---------- EXTRACTED RECORDS

PR #1413, opened 2024-09-27
Chore: no LOGGER needed and wrong class specified in addition

dbmalkovsky:
Found because the wrong class was specified for the `.getLogger()` method.


mwithi (approved):
LGTM. Thanks a lot!

PR #1419, opened 2024-10-01
Chore: remove variable holding unused utility class

dbmalkovsky:
`TestPermission` is a utility class with only static methods and is never used in this test.


mwithi (approved):
LGTM. Thanks a lot!

PR #398, opened 2015-05-04
Gtk3 sample misc cursor rb

cedlemo:


kou:
Thanks.
I changed `Gdk::Cursor.new`. We can omit `Gdk::Display` when we use `Gdk::Display.default`.

PR #402, opened 2015-05-08
add a new sample illustrating the use of Gtk::Application

cedlemo:
Gtk::Application and Gtk::ApplicationWindow example.

### DIFF
--- a/gtk3/sample/misc/application.rb
+++ b/gtk3/sample/misc/application.rb
@@ -1,0 +1,31 @@
+#!/usr/bin/env ruby
+=begin
+  application.rb - Ruby/GTK version of the example-1.c at
+  https://developer.gnome.org/gtk3/stable/gtk-getting-started.html
+  Copyright (c) 2015  Ruby-GNOME2 Project Team
+  This program is licenced under the same licence as Ruby-GNOME2.
+=end
+
+require "gtk3"
+myapp = Gtk::Application.new("org.gtk.example", 0)
+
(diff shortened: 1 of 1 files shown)


kou:
Good work! It's needed for GTK+ 3 support!

cedlemo:
What do you mean by "It's needed for GTK+ 3 support!". Is there anything else that you need for GTK+3 support (I can add them on my list of things to do).

kou:
> What do you mean by "It's needed for GTK+ 3 support!".

Sorry for my lack of explanation. Yes, we're providing many GTK+ 3 API but I think that users also need a good example to use new GTK+ 3 API. Your work can be used for it.

> Is there anything else that you need for GTK+3 support (I can add them on my list of things to do).

Thanks for your help!
Short answer: There is no more tasks except we're working on but ...

Long answer:

I think that the followings are needed for minimal GTK+ 3 support:

  * GTK+ 3 API implementation
  * GTK+ 3 API examples

I'm working on "GTK+ 3 API implementation" with your help.

You're working on "GTK+ 3 API examples".

So we'll release a new version when you migrate all scripts under `sample/`. (API implementation will be done when you migrate all scripts.)

I think that the followings are needed for full GTK+ 3support:

  * API reference
  * Tutorial

They are useful for users but they are additional tasks for us. So we'll release a new version without them.

cedlemo:
Ok it is clear for me now. thx

PR #408, opened 2015-05-10
re-enable use of a symbol as dialogs response-id

detlefreichl:


kou:
Could you show an use case?

detlefreichl:
I had not thought it to the end, so I will close this request for now.

PR #409, opened 2015-05-10
add Gtk::Clipboard#set_text and Gtk::Clipboard#text=

detlefreichl:


gtk3/lib/gtk3/clipboard.rb
```diff
@@ -0,0 +1,25 @@
...
+#
+# You should have received a copy of the GNU Lesser General Public
+# License along with this library; if not, write to the Free Software
+# Foundation, Inc., 51 Franklin Street, Fifth Floor, Boston, MA  02110-1301  USA
+
+module Gtk
+  class Clipboard
+    alias_method :set_text_raw, :set_text
+    def set_text(text)
+      set_text_raw(text, text.length)
```
kou: Use `text.bytesize` instead. Because `text.length` is the number of characters. GTK+ requires the number of bytes.

detlefreichl:
Changed to bytesize method usage.

kou:
Thanks for changing it.

PR #410, opened 2015-05-10
add hash parameters to Gtk::Paned#pack[12]

detlefreichl:


gtk3/lib/gtk3/paned.rb
```diff
@@ -0,0 +1,33 @@
...
+#
+# You should have received a copy of the GNU Lesser General Public
+# License along with this library; if not, write to the Free Software
+# Foundation, Inc., 51 Franklin Street, Fifth Floor, Boston, MA  02110-1301  USA
+
+module Gtk
+  class Paned
+    alias_method :pack1_raw, :pack1
+    def pack1(child, options={})
+      resize = options[:resize] || true
```
kou: `pack1(child, :resize => false)` is treated as `pack1(child, :resize => true)`.

detlefreichl:
Now with fix, that hash parameters are evaluated the right way.

kou:
Thanks.

I changed the default value of `:resize` of `#pack1` to `false` from `true` because `gtk_paned_add1(widget)` is equivant to `gtk_paned_pack1(widget, FALSE, TRUE)`.

See also: https://developer.gnome.org/gtk3/stable/GtkPaned.html#gtk-paned-add1

PR #419, opened 2015-05-15
Update to Gtk3 api and update copyright in misc_button.rb

cedlemo:
I have rewrite this initial line : Gtk::Window.new.add(box).set_default_size(200, 100).show_all in multiple lines for a better readability even if I have seen that now this kind of statement works.


kou:
> I have rewrite this initial line : Gtk::Window.new.add(box).set_default_size(200, 100).show_all in multiple lines for a better readability even if I have seen that now this kind of statement works.

Good work!
I also like multiple lines style.

PR #422, opened 2015-05-17
Remove scripts for deprecated UIManager

cedlemo:
The UIManager, ActionGroup are deprecated. 
*    https://developer.gnome.org/gtk3/stable/GtkUIManager.html
*    https://developer.gnome.org/gtk3/stable/GtkActionGroup.html#gtk-action-group-add-radio-actions

Gtk::Builder should be used instead. I will provide an example based on 

https://git.gnome.org/browse/gtk+/tree/examples/builder.c?h=gtk-3-16


kou:
> Gtk::Builder should be used instead. I will provide an example based on
> 
> https://git.gnome.org/browse/gtk+/tree/examples/builder.c?h=gtk-3-16

Thanks!

PR #426, opened 2015-05-21
Gtk3 builder initialize

cedlemo:
As you can see I have added some files and a directory for the tests. I didn't know how it should be done so I wait for advices from you in order to improve this if needed.

If you want I can add a second builder example in the sample script that is based on the use of a resource file. (see here http://stackoverflow.com/questions/30308748/what-is-a-resource-path-that-have-to-be-used-with-gtk-builder-new-from-resource )


kou:
Thanks!

We're using `test/fixture/` for the propose instead of `test/data/`. I've merged and changed it.

> If you want I can add a second builder example in the sample script that is based on the use of a resource file. (see here http://stackoverflow.com/questions/30308748/what-is-a-resource-path-that-have-to-be-used-with-gtk-builder-new-from-resource )

Please do it! It'll be helpful for users.

PR #436, opened 2015-06-04
Add new example for Gtk::FlowBox

cedlemo:


kou:
Great!
Could you add copyright notice of the original source?

cedlemo:
I am sorry I don't see what you means I know that their License can be found here(https://github.com/sebp/PyGObject-Tutorial/blob/master/COPYING). But I don't really know how to write/format it as a copyright reference.

By the way they have done a really good job there (https://github.com/sebp/PyGObject-Tutorial).

kou:
Thanks for showing copyright information of the original source.

I've added copyright notice of the original source.
The original source is licensed under GFDL 1.3 or later. It's not compatible Ruby-GNOME2. Ruby-GNOME2 is licensed under LGPL 2.1 or later. So we should use GFDL 1.3 or later for the script.

PR #440, opened 2015-06-05
Update to Gtk3 api, update Copyright and fix style issue in print.rb

cedlemo:


gtk3/sample/misc/print.rb
```diff
@@ -1,245 +1,246 @@
...
-    end
+  def height_in_points
+    size[1] / Pango::SCALE
+  end
 
-    def width_in_points=(width)
-        self.width = width * Pango::SCALE
-    end
+  def width_in_points=(width)
+    width *= Pango::SCALE
```
kou: It enbugs. `self.width =` is needed. The code just assigns to the local variable.

cedlemo:
Error fixed and rebase done

kou:
Thanks!

PR #449, opened 2015-06-11
Update to Gtk3 api, update Copyright and fix style issue in scalebutt…

cedlemo:
…on.rb

### DIFF
--- a/gtk3/sample/misc/scalebutton.rb
+++ b/gtk3/sample/misc/scalebutton.rb
@@ -10,7 +10,7 @@ require "gtk3"
 
 window = Gtk::Window.new
 window.set_size_request(300, 300)
-scale = Gtk::ScaleButton.new(Gtk::IconSize::BUTTON, 0, 100, 2, nil)
+scale = Gtk::ScaleButton.new
 scale.set_value(30)
 scale.set_valign(Gtk::Align::END)
 scale.set_halign(Gtk::Align::END)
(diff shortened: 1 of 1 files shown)


gtk3/sample/misc/scalebutton.rb
```diff
@@ -2,18 +2,30 @@
...
 
-require 'gtk3'
+require "gtk3"
 
 window = Gtk::Window.new
-window.add(scale = Gtk::ScaleButton.new(Gtk::IconSize::IconSize::BUTTON))
-scale.set_icons(['gtk-goto-bottom', 'gtk-goto-top', 'gtk-execute'])
-scale.signal_connect('value-changed') { |widget, value| puts "value changed: #{value}" }
+window.set_size_request(300, 300)
+scale = Gtk::ScaleButton.new(Gtk::IconSize::BUTTON, 0, 100, 2, nil)
```
kou: It seems that all arguments should be omitable. And they should be able to be specified by `Hash` such as `:icon_size => :button`.

I'll do it tomorrow. If you can do it before I do it, could you create a pull request?

cedlemo:
> it seems that all arguments should be omitable. And they should be able to be specified by Hash

No they weren't when I updated the script. I have created a pull request ( #450 ) for this. 

> :icon_size => :button

I can't use :button , only Gtk::IconSize::BUTTON.

kou:
Thanks! I've merged!

PR #1212, opened 2018-05-31
Clutter-gdk : add static gem

cedlemo:
@kou, I removed the `dependency-check` references in the *gemspec* file. I am not sure about this.


kou:
Thanks!!
It doesn't need `dependency-check` because required `.gir` is provided by Clutter. Check for Clutter is done by depended clutter gem.

PR #1235, opened 2018-08-03
test-source: Don't assert anything about the idle source's initial name

iainlane:
This is not defined. It was previously empty, but as it happens GLib
2.57.2 started setting default names for its sources. We should instead
test that we can set a name on a source.

See: https://gitlab.gnome.org/GNOME/glib/commit/208a6e815affead7ef8ed86439fcc2bb6a86d56a


kou:
Good catch!

PR #1253, opened 2018-11-07
use RSVG instead of Rsvg

kojix2:
fix typo
https://github.com/ruby-gnome2/ruby-gnome2/issues/1252

### DIFF
--- a/rsvg2/rsvg2.gemspec
+++ b/rsvg2/rsvg2.gemspec
@@ -20,8 +20,8 @@ require_relative "../glib2/version"
 
 Gem::Specification.new do |s|
   s.name          = "rsvg2"
-  s.summary = "Ruby/Rsvg is a Ruby binding of librsvg-2.x."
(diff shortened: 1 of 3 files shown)


rsvg2/rsvg2.gemspec
```diff
@@ -20,8 +20,8 @@ require_relative "../glib2/version"
 
 Gem::Specification.new do |s|
   s.name          = "rsvg2"
-  s.summary = "Ruby/Rsvg is a Ruby binding of librsvg-2.x."
-  s.description = "Ruby/Rsvg is a Ruby binding of librsvg-2.x."
+  s.summary = "Ruby/RSVG is a Ruby binding of librsvg-2.x."
+  s.description = "Ruby/RSVG is a Ruby binding of librsvg-2.x."
```
kou: Can you append "2"?

kojix2: OK. I will append 2.

kou:
Thanks!

PR #1259, opened 2018-11-21
update gtk3 sample/misc calendar

kojix2:
1. remove "Gtk::CalendarDisplayOptions::NO_MONTH_CHANGE" so that you can change month.
2. use `year`, `month`, `day` properties in GtkCalendar.


kou:
Thanks!

PR #1260, opened 2018-11-21
update gtk misc sample flowbox

kojix2:
1. use Cairo context instead of `Gtk::Widget#override_background_color` that is deprecated since v3.16. 
 https://github.com/ruby-gnome2/ruby-gnome2/issues/1080
2. Other changes

### DIFF
--- a/gtk3/sample/misc/flowbox.rb
+++ b/gtk3/sample/misc/flowbox.rb
@@ -1,7 +1,7 @@
 #!/usr/bin/env ruby
 #
 # Copyright (c)  2014  Gian Mario Tagliaretti
-# Copyright (c)  2015  Ruby-GNOME2 Project Team
+# Copyright (c)  2015-2018  Ruby-GNOME2 Project Team
 #
 # Permission is granted to copy, distribute and/or modify this document
 # under the terms of the GNU Free Documentation License, Version 1.3
@@ -37,7 +37,7 @@ class FlowBoxWindow < Gtk::Window
     set_default_size(300, 250)
 
     header = Gtk::HeaderBar.new
-    header.set_title("Flow Box")
+    header.title = "Flow Box"
     header.subtitle = "Sample FlowBox app"
     header.show_close_button = true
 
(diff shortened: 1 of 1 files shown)


gtk3/sample/misc/flowbox.rb
```diff
@@ -46,37 +46,36 @@ def initialize
...
-  def color_swatch_new(color_name)
-    color = Gdk::RGBA.parse(color_name)
+  def create_color_swatch(color_name)
     button = Gtk::Button.new
 
     area = Gtk::DrawingArea.new
     area.set_size_request(24, 24)
-    area.override_background_color(0, color)
+    area.signal_connect("draw") do |_, context|
+      color = Gdk::RGBA.parse(color_name)
```
kou: It's better that we parse color name outside of the signal handler. Because signal handler is called multiple times but `create_color_swatch` is called only once.

gtk3/sample/misc/flowbox.rb
```diff
@@ -46,37 +46,36 @@ def initialize
     scrolled = Gtk::ScrolledWindow.new
     scrolled.set_policy(Gtk::PolicyType::NEVER, Gtk::PolicyType::AUTOMATIC)
 
-    @flowbox = Gtk::FlowBox.new
-    @flowbox.set_valign(Gtk::Align::START)
-    @flowbox.set_max_children_per_line(30)
-    @flowbox.set_selection_mode(Gtk::SelectionMode::NONE)
-    fill_flowbox
+    flowbox = Gtk::FlowBox.new
+    flowbox.set_valign(Gtk::Align::START)
```
kou: Can we use `flowbox.valigh = :start`?

gtk3/sample/misc/flowbox.rb
```diff
@@ -46,37 +46,36 @@ def initialize
...
+    flowbox.set_max_children_per_line(30)
```
kou: Can we use `flowbox.max_children_per_line = 30`?

gtk3/sample/misc/flowbox.rb
```diff
@@ -46,37 +46,36 @@ def initialize
...
+    flowbox.set_selection_mode(Gtk::SelectionMode::NONE)
```
kou: Can we use `flowbox.selection_mode = :none`?

gtk3/sample/misc/flowbox.rb
kojix2: all right. Move this line up.

kou:
Thanks!

PR #1268, opened 2019-01-05
fix typos

kojix2:


kou:
Good catch!
We don't need to maintain `*-no-gi` directories. They just exist only for easy to refer (for me).

PR #1280, opened 2019-04-30
Fix title link

ismailarilik:


kou:
Good catch!

ismailarilik:
There are other similar issues, too.

PR #1281, opened 2019-05-16
Fix indentation of Table of Contents

ismailarilik:


kou:
Thanks!
Could you change to use 1 space instead of 2 spaces after `*` such as `*  XXX` -> `* XXX`?

kou:
Thanks!

Issue #1294, opened 2019-09-05
glib-enum-types.c generated with GLib 2.61.3 fails to compile


mtasaka:
As written on summary, glib2/ext/glib2/glib-enum-types.c generated with GLib 2.61.3 fails to compile like:
```
DEBUG: glib-enum-types.c: In function 'g_test_subprocess_flags_get_type':
DEBUG: glib-enum-types.c:729:12: warning: initialization of 'unsigned int' from 'const char *' makes integer from pointer without a cast [-Win
t-conversion]
DEBUG:   729 |       { }, "}", "}" },
DEBUG:       |            ^~~
DEBUG: glib-enum-types.c:729:12: note: (near initialization for 'values[4].value')
DEBUG: glib-enum-types.c:729:12: error: initializer element is not computable at load time
DEBUG: glib-enum-types.c:729:12: note: (near initialization for 'values[4].value')
DEBUG: glib-enum-types.c:729:7: warning: missing initializer for field 'value_nick' of 'GFlagsValue' {aka 'const struct _GFlagsValue'} [-Wmiss
ing-field-initializers]
DEBUG:   729 |       { }, "}", "}" },
DEBUG:       |       ^
```

mtasaka:
The generated file (with GLib 2.61.3) is uploaded at https://mtasaka.fedorapeople.org/Bugfix/ruby-gnome/issue1294/glib-enum-types.c .
There is some change on glib/gtestutils.h in https://gitlab.gnome.org/GNOME/glib/commit/e440249bd3c94ec9553c5617b152abf0bb575767 and it seems that glib-mkenums.rb fails to parse new gtestutils.h header (I guess).

mtasaka:
Actually the related change in GLib is this one: 
https://gitlab.gnome.org/GNOME/glib/commit/40ff4759774516b7dff3b07303a98fc1626b2d0e

PR #1295, opened 2019-09-06
glib2: fix parser in MkEnums for resent GLib

mtasaka:
GLib 2.62.0 introduced some deprecation warnings for macros in gtestutils.h with the commit https://gitlab.gnome.org/GNOME/glib/commit/40ff4759774516b7dff3b07303a98fc1626b2d0e .
This patch makes GLib::MkEnums correctly parse header files in GLib 2.62.0 again.

Fixes https://github.com/ruby-gnome/ruby-gnome/issues/1294


kou:
Thanks for your pull request.
I'm preparing test environment. Please wait for while.

kou:
Thanks!

PR #1302, opened 2019-10-10
Fix typo

kojix2:
Maybe typo?

> NameError: undefined local variable or method `atk' for main:Object


kou:
Thanks. It's a typo but we should use `package_id`.

PR #1309, opened 2019-12-08
Add Ubuntu package name for gtksourceview4

ismailarilik:
It is `libgtksourceview-4-dev`, not `libgtksourceview-4.0-dev` as for Debian.


kou:
Thanks!

PR #450, opened 2022-10-06
ci: add reusable workflow for configuring snapshot and timestamp

asraa:

This adds a new reusable workflow for running snapshot and timestamp.

This then adds the production signing job with the production config in `stable-snapshot-timestamp.yml`.

I will test this, and add a follow-up later when we decide to fork repositories or not. But this generally clears things up so I can have INDEPENDENT flows for snapshot-timestamp.yml on (1) prod (2) beta roots and (3) staged ceremonies. 

Supersedes https://github.com/sigstore/root-signing/pull/449

cc @jku

### DIFF
--- a/.github/workflows/stable-snapshot-timestamp.yml
+++ b/.github/workflows/stable-snapshot-timestamp.yml
@@ -1,0 +1,49 @@
+#
+# Copyright 2021 The Sigstore Authors.
+#
+# Licensed under the Apache License, Version 2.0 (the "License");
+# you may not use this file except in compliance with the License.
+# You may obtain a copy of the License at
+#
+#     http://www.apache.org/licenses/LICENSE-2.0
+#
+# Unless required by applicable law or agreed to in writing, software
+# distributed under the License is distributed on an "AS IS" BASIS,
+# WITHOUT WARRANTIES OR CONDITIONS OF ANY KIND, either express or implied.
+# See the License for the specific language governing permissions and
+# limitations under the License.
+
+name: Stable Snapshot and Timestamp
+
+permissions: read-all
+
+# Execute this as a biweekly cron job and on changes to repository/
+# when new published metadata is submitted.
+on:
+  # Enable cron for re-signing snapshot and timestamp every week
+  schedule:
+    - cron: '0 0 */7 * *' # every 7 days
+  # When a new root is staged
+  push:
+    branches:
+      - main
+    paths:
+      - 'repository/staged/root.json'
+  workflow_dispatch:
+
+jobs:
+  run_snapshot_timestamp_publish:
+    runs-on: ubuntu-20.04
+    permissions:
+      id-token: 'write'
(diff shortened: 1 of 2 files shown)


asraa (commented):
FYI I cross-checked the key references and provider/service accounts against this working config.
https://github.com/sigstore/root-signing/blob/fcaae753ee9b87ab19881efb009e29dd1758a450/.github/workflows/snapshot-timestamp.yml

it's very hard to keep these long strings straight!

joshuagl (approved):
Nice, this approach seems much less prone to human error.

jku:
Generally I think the approach of adding more TUF repository directories into the git repository may be a mistake...  it looks like the repository copies exist for two reasons:
* implementing a sort of branching outside of the VCS (this is what ceremony folders do)
* actually providing two separate endpoints for clients (this is the idea for the v4->v5 migration IIUC?)

both of them feel like workarounds...

All that said, this PR seems like a fine abstraction: whether the use cases are workarounds or not, they may be needed for some time. LGTM.

.github/workflows/stable-snapshot-timestamp.yml
```diff
@@ -0,0 +1,49 @@
...
+      pull-requests: 'write'
+      contents: 'write'
+    steps:
+      - uses: sigstore/root-signing/.github/workflows/reuseable-snapshot-timestamp.yml@main
+        with:
+          snapshot_key: 'gcpkms://projects/project-rekor/locations/global/keyRings/sigstore-root/cryptoKeys/snapshot'
+          timestamp_key: 'gcpkms://projects/project-rekor/locations/global/keyRings/sigstore-root/cryptoKeys/timestamp'
+          repo: 'repository/'
+          provider: projects/237800849078/locations/global/workloadIdentityPools/root-signing-pool/providers/sigstore-root'
+          service_account: 'sigstore-root-signing@project-rekor.iam.gserviceaccount.com'
```
jku, line 49: Actually, can you explain why these values are all different from the old ones?

asraa: the v4 root uses these keys (see the old history, before 2 weeks ago, or the successful runs of this that are scheduled). the v5 root rotated the keys so we can move them into a separate GCP project where on-call'ers and maintainers don't have perms. 

`stable` refers to the v4 stable root, i'll make a separate workflow for the v5 `beta` root with the different values.

asraa:
> All that said, this PR seems like a fine abstraction: whether the use cases are workarounds or not, they may be needed for some time. LGTM.

+1! I think, especially with your suggestion on reaching v5 without breakage, that we will no longer need to maintain two repositories in one Git repository. As far as using it for the ceremonies and for prod, it seems like we may continue to that, until the next root-signing when we can move the ceremony staging to a branch. 

Want to make an issue on your thoughts of moving staged ceremonies to branches?

PR #452, opened 2022-10-07
fix: fix reusable workflow syntax and add ci job

asraa:

It turns out `actionlint` has a docker image that we can run during CI! Phew.

### DIFF
--- a/.github/workflows/test.yml
+++ b/.github/workflows/test.yml
@@ -67,10 +67,10 @@ jobs:
     steps:
       - uses: actions/checkout@93ea575cb5d8a053eaa0ac8fa3b40d7e05a33cc8 # v3.1.0
       - name: Check workflow files
-        uses: docker://rhysd/actionlint:1.6.20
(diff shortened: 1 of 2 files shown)


.github/workflows/test.yml
```diff
@@ -62,6 +62,15 @@ jobs:
           # Run yamllint
           make yamllint
 
+  actionlint:
+    runs-on: ubuntu-latest
+    steps:
+      - uses: actions/checkout@93ea575cb5d8a053eaa0ac8fa3b40d7e05a33cc8 # v3.1.0
+      - name: Check workflow files
+        uses: docker://rhysd/actionlint:1.6.20
```
cpanato: nice
can we use latest? more to avoid bumps all the time

asraa: I wasn't totally sure whether to pin or not: there are  actions that use this (not be `rhysd`) that I could use instead, that would let us get the bumps

joshuagl (approved):

PR #459, opened 2022-10-11
ci: fix token perms issue in snapshot/timestamp

asraa:

Fix errors from https://github.com/sigstore/root-signing/actions/runs/3227710181/jobs/5282862486#step:6:24

1. Adds the single-quote around `provider` to fix the audience request URL error:
2. Fix the job that intends to publish an issue when workflows fail. The script looked for `TOKEN` env var, rather than the defined `GITHUB_TOKEN`.
3. Fixes a resolution in a key variable `{{ inputs.snapshot_key }}`

cc @jku

### DIFF
--- a/.github/workflows/reuseable-snapshot-timestamp.yml
+++ b/.github/workflows/reuseable-snapshot-timestamp.yml
@@ -65,8 +65,8 @@ jobs:
         run: |
           echo "GITHUB_USER=${{ github.actor }}" >> $GITHUB_ENV
           echo "REPO=$(pwd)/${{ inputs.repo }}" >> $GITHUB_ENV
-          echo "SNAPSHOT_KEY={{ inputs.snapshot_key }}" >> $GITHUB_ENV
-          echo "TIMESTAMP_KEY={{ inputs.timestamp_key }}" >> $GITHUB_ENV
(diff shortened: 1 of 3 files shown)


Hayden-IO (dismissed):

jku:
wait, there is also a bug in the key variables:
compare these two:

          echo "REPO=$(pwd)/${{ inputs.repo }}" >> $GITHUB_ENV
          echo "SNAPSHOT_KEY={{ inputs.snapshot_key }}" >> $GITHUB_ENV

the latter is missing a $

jku:
Can I ask for a short explanation in the commit message?

There's now two separate fixes here, and if my comment is correct, a third one is needed (in this PR or another). Would be nice to see them explained in the text even if they're fairly trivial.

Hayden-IO:
FYI, this was brought up in the GA meeting, I noted this should not be an issue and will be fixed shortly. We'll want to manually sync preprod and prod once a successful snapshot has occurred to avoid any issues imo.

asraa:
> We'll want to manually sync preprod and prod once a successful snapshot has occurred to avoid any issues imo.

Plus this one! https://github.com/sigstore/root-signing/issues/460

asraa:
Updated the description and the env var resolution!

Hayden-IO (approved):

PR #470, opened 2022-10-17
Remove gcloud alpha storage in GHA, add error reporting to sync

Hayden-IO:


asraa (approved):
Thanks! thanks for the if-failed here too

PR #476, opened 2022-10-17
config: update targets config for v5 compatible targets

asraa:

Updates targets for v4 to v5 migration with backwards compatible targets (only targets in a top-level folder).

See https://docs.google.com/document/d/1DOyzvyY7Se19hgVU9f0wSEuMaK7M8vDHz8xHdcPnOjk/edit?resourcekey=0-QU75RQH42NuC-vPNuC1DuQ#

cc @jku 

@haydentherapper for review: I put the new ct log public key under `ctfe_2022.pub` so that it would start with CTFE as well. @vaikas


asraa:
Nice, e2e tests that used the prod config caught the error I had in path naming, fixed in second commit.

config/targets-metadata.yml
```diff
@@ -52,6 +19,11 @@ ctfe.pub:
     uri: https://ctfe.sigstore.dev
```
Hayden-IO: Can we change the URIs to be `https://ctfe.sigstore.dev/test` and `https://ctfe.sigstore.dev/2022`?

asraa: All of these are single string key-val pairs. I can dupe the target if need be, are both required?

Hayden-IO: Sorry, I meant for `ctfe.pub` -> `/test` and `ctfe_2022.pub` -> `/2022`

asraa: done!

asraa: note for others: no one relies on the URI fields of custom metadata for discovery.

Hayden-IO (approved):

PR #479, opened 2022-10-17
ci: use separate commits for repository and staged

asraa:

As you know, reviewing a new root/targets is really annoying because it commits 50 files that include the OLD metadata.

This separates the two commits added so that the repository data and keys are in a separate commit as the staged metadata (and targets), allowing reviewers to toggle which commit they want to view changes for.


Hayden-IO (approved):
niceee!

--------------------

• WHAT IS NEEDED: Each line above that includes "exist" should be shown.

• OUTPUT BELOW:
We don't need to maintain `*-no-gi` directories. They just exist only for easy to refer (for me).
Generally I think the approach of adding more TUF repository directories into the git repository may be a mistake...  it looks like the repository copies exist for two reasons:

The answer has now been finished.